Last reviewed 12 May 2022

As we reported earlier this week, one of the more noticeable things about the Queen’s Speech was the proposed legislation that was not included, specifically the Employment Bill that was first mooted in 2019 (see Queen’s Speech promises levelling up, education reform and Brexit opportunities).

Describing it as a missed opportunity to protect workers’ rights, the Chartered Institute of Personnel and Development (CIPD) said that the Government had left itself with very little time to meet its promises to protect and enhance workers’ rights and to make the UK the best place in the world to work.

Head of Policy, Ben Willmott, said: “The recent sacking of workers, without notice, by P&O Ferries shows that much more needs to be done to ensure unscrupulous employers cannot ignore their legal responsibilities and undercut employment standards in the UK. It will also be hugely disappointing for working carers that there is no progress on legislating to give them new rights to take time off to manage their caring responsibilities.”

The CIPD has called for the creation of a well-resourced Single Enforcement Body to police the labour market and wants workers to have a day one right to request flexible working.

Reacting to the Speech, the head of employment tax at PricewaterhouseCoopers (PwC), John Harding, also mentioned the need for a Single Enforcement Body and suggested that failure to introduce the Bill had left employers and employees in limbo as to the Government’s intentions in areas such as rights to flexible working and ensuring that employers pass all tips to their staff.

Making similar points, the TUC General Secretary, Frances O’Grady, said: “No employment bill means vital rights that ministers had promised — like default flexible working, fair tips and protection from pregnancy discrimination — risk being ditched for good.”

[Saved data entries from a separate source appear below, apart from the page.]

PR #235, opened 2017-05-30
Fix “mark as read” logic.

charlesmchen:
PTAL @michaelkirk

### DIFF
--- a/src/Contacts/TSThread.m
+++ b/src/Contacts/TSThread.m
@@ -242,14 +242,14 @@ NS_ASSUME_NONNULL_BEGIN
     }
 
     // Just to be defensive, we'll also check for unread messages.
-    OWSAssert([self unreadMessagesWithTransaction:transaction].count < 1);
+    OWSAssert([self unseenMessagesWithTransaction:transaction].count < 1);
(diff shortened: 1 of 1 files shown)


src/Contacts/TSThread.m
```diff
@@ -242,14 +242,14 @@ - (void)markAllAsReadWithTransaction:(YapDatabaseReadWriteTransaction *)transact
     }
 
     // Just to be defensive, we'll also check for unread messages.
-    OWSAssert([self unreadMessagesWithTransaction:transaction].count < 1);
+    OWSAssert([self unseenMessagesWithTransaction:transaction].count < 1);
 }
 
 - (void)markAllAsRead
 {
-    for (id<OWSReadTracking> message in [self unreadMessages]) {
```
michaelkirk, line 250: Is `unreadMessages` method still used? Can it go away now?

michaelkirk (approved):
LGTM

src/Contacts/TSThread.m
charlesmchen: Removed.

PR #239, opened 2017-05-31
dedicated session connection

michaelkirk:
Originally we talked about doing this a little later, but I wanted to get it in this release since there's potentially new ways a mutated session could go unsaved (more places we're throwing exceptions) with the 2.13 release.

PTAL @charlesmchen


charlesmchen (approved):
LGTM

PR #241, opened 2017-05-31
determine if recipient identity change is unseen

michaelkirk:
PTAL @charlesmchen

### DIFF
--- a/src/Storage/AxolotlStore/TSStorageManager+IdentityKeyStore.m
+++ b/src/Storage/AxolotlStore/TSStorageManager+IdentityKeyStore.m
@@ -278,6 +278,24 @@ const NSTimeInterval kIdentityKeyStoreNonBlockingSecondsThreshold = 5.0;
     }
 }
 
+
+- (BOOL)hasUnseenIdentityChangeForRecipientId:(NSString *)recipientId
+{
+    OWSAssert(recipientId != nil);
+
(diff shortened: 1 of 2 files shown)


src/Storage/AxolotlStore/TSStorageManager+IdentityKeyStore.m
```diff
@@ -199,6 +199,31 @@ - (nullable OWSRecipientIdentity *)unconfirmedIdentityThatShouldBlockSendingForR
     }
 }
 
+- (nullable OWSRecipientIdentity *)unseenIdentityChangeForRecipientId:(NSString *)recipientId
+{
+    OWSAssert(recipientId != nil);
+
+    @synchronized([[self class] sharedIdentityKeyLock])
+    {
+        OWSRecipientIdentity *currentIdentity = [OWSRecipientIdentity fetchObjectWithUniqueID:recipientId];
```
charlesmchen, line 208: Should we use `sessionDBConnection` for identities?

charlesmchen (approved):
LGTM

src/Storage/AxolotlStore/TSStorageManager+IdentityKeyStore.m
michaelkirk: Hmmm... why? Keep in mind that OWSRecipientIdentity already have a similarly constrained (no-cache) dbConnection.

charlesmchen: Should we combine these two connections?  NBD.

PR #244, opened 2017-06-05
Mkirk/fix tests

michaelkirk:
PTAL @charlesmchen 

I think it's all non-controversial, except maybe:
https://github.com/WhisperSystems/SignalServiceKit/commit/819f3f1eb98910625ae15a420e3009bf5444bc9c


src/Messages/OWSDisappearingMessagesJob.m
```diff
@@ -121,7 +121,7 @@ - (void)runLoop
 
 + (void)setExpirationForMessage:(TSMessage *)message
 {
-    dispatch_async(self.serialQueue, ^{
+    dispatch_sync(self.serialQueue, ^{
```
charlesmchen: I don't think we want to do this. This queue can get a bit backed up. If we need to make this testable, we could just have the test wait, or add a completion, etc.

Example/TSKitiOSTestApp/Podfile
```diff
@@ -11,3 +11,18 @@ target 'TSKitiOSTestApp' do
...
+  installer.pods_project.targets.each do |target|
+    if target.to_s == "SignalServiceKit"
+      puts "--[!] Disabling singleton enforcement for SSK."
+      target.build_configurations.each do |config|
+        existing_definitions = config.build_settings['GCC_PREPROCESSOR_DEFINITIONS']
+        if existing_definitions == nil || existing.length == 0
+          existing_definitions = "$(inheritied)"
+        end
+
+        config.build_settings['GCC_PREPROCESSOR_DEFINITIONS'] = "#{existing_definitions} SSK_NO_ENFORCE_SINGLETONS=1"
```
charlesmchen: Instead of SSK_NO_ENFORCE_SINGLETONS how about BUILDING_FOR_TESTS or something generic like that?

michaelkirk: SSK_BUILDING_FOR_TESTS works for me.

src/Messages/OWSDisappearingMessagesJob.m
charlesmchen: @michaelkirk Did you see this comment?

michaelkirk: Yup, that's why it's not merged. 

I think I'd prefer to add a completion handler vs. getting in the habit of adding sleep(1) in tests, but that would take more than a minute of dev time. 

This PR hasn't been top priority for me, so feel free to run with it if you're feeling frisky.

michaelkirk: PTAL @charlesmchen 

I considered adding a completion handler, but the method chain is really deep, across multiple dispatch_asyncs. So I opted for a `sleep` hack in the tests. I really don't like to do this, but I think it's more important we get the tests running.

e.g. since I last picked up this pull request there were 3 or so other changes that broke a bunch of tests. Commits to fix those are also included in this PR.

charlesmchen (approved):
LGTM

PR #36, opened 2019-08-10
Adds logging statements for two computations.

kylebgorman:
Logs the language and cutoff date strings at INFO.

### DIFF
--- a/wikipron.py
+++ b/wikipron.py
@@ -2,6 +2,7 @@
 
 import argparse
 import datetime
+import logging
 import functools
 import re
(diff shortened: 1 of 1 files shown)


wikipron.py
```diff
@@ -2,6 +2,7 @@
 
 import argparse
 import datetime
+import logging
```
jacksonllee: `logging` comes after `functools` alphabetically?

kylebgorman: Fixed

The Government has shrugged off the criticism in a statement available here where it lists what it has already done to protect and enhance workers’ rights.

It cites one of the highest minimum wages in the world, the recently extended ban on using exclusivity clauses, closing a loophole which sees agency workers employed on cheaper rates than permanent workers and giving parents a new legal right to two week’s paid bereavement leave for those who suffer the loss of a child.